PR #1172, opened 2015-10-04
Removes redundant nil? check.

towanda:
If we are calling ```.blank?```, calling ```.nil?``` first is redundant.


dblock:
:+1:

marshall-lee:
Maybe replace `return nil` with just `return`?

dblock:
@marshall-lee :+1:

towanda:
@dblock @marshall-lee You are right, fixed here: https://github.com/ruby-grape/grape/pull/1176

PR #1179, opened 2015-10-07
Patch rack-accept to support all valid RFC6838 characters in media types

suan:
Continuation and completion of https://github.com/ruby-grape/grape/pull/1170

This patches rack-accept in a manner similar to how virtus was patched (as discussed)


dblock:
For reference this has been PRed into rack-accept as https://github.com/mjackson/rack-accept/pull/17.

suan:
Getting `Gem::InstallError: rack-cache requires Ruby version >= 2.0.0` errors on the Rails3 Gemfile jruby build in Travis... but I don't see how these changes would cause that :confused:

dblock:
Maybe there was a new release of rack-cache or something like that? Would you try to hunt it down please?

dblock:
Yep, rack-cache was released yesterday, https://rubygems.org/gems/rack-cache. So something broke there, lets fix that first?

dblock:
https://github.com/rtomayko/rack-cache/issues/120

suan:
Yeah, this seems tricky. The way I'm reading it is that Rails itself on Ruby1.9 will break now and will need to be updated, as actionpack 3.x will try to install rack-cache v1.3: https://github.com/rails/rails/blob/v3.2.22/actionpack/actionpack.gemspec

dblock:
I would be ok to force an older version of rack-cache in Grape's gemfile. Want to try?

suan:
Sure, on it

rnubel:
First of all, hi @suan! So from what I can tell, only Rails 3 requires rack-cache, so I'd suggest we put this into the `Appraisals` file for `rails-3`.

suan:
Hey @rnubel !! :smile: So I tried putting it in `Appraisals` instead of the Gemfile but it doesn't seem to have the desired effect, whereas having it in the Gemfile itself worked... could u take a look and see whether my changes were what you had in mind?

rnubel:
@suan: you have to run `appraisal install`, to re-generate the `gemfiles/*` files. That could be part of the Travis build, maybe, but right now it's manual.

suan:
Thanks @rnubel - done!

@dblock Everything outside of the "Allowed Failures" section has passed. The very last specs in that section has been running for almost an hour tho and I think it's just TravisCI wonkiness?

suan:
Force-pushed again and Travis is :green_heart:! :)

dblock:
Merged.

PR #1181, opened 2015-10-13
Update describing method headers example

huynhquancam:
Should we change the example to this as `[foo: :bar]` will actually return an array that contains a hash?


dblock:
Which one works?

huynhquancam:
I believe they both work but it looks weird for header to be an array having a hash? It's harder to iterate as well.

dblock:
Fair enough, I'll merge this.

——

◆ **HOW TO COMPLETE THIS TASK**:
Find the lines above that contain the word "opened" and copy each one.

◆ **COMPLETED EXERCISE**:
PR #1172, opened 2015-10-04
PR #1179, opened 2015-10-07
PR #1181, opened 2015-10-13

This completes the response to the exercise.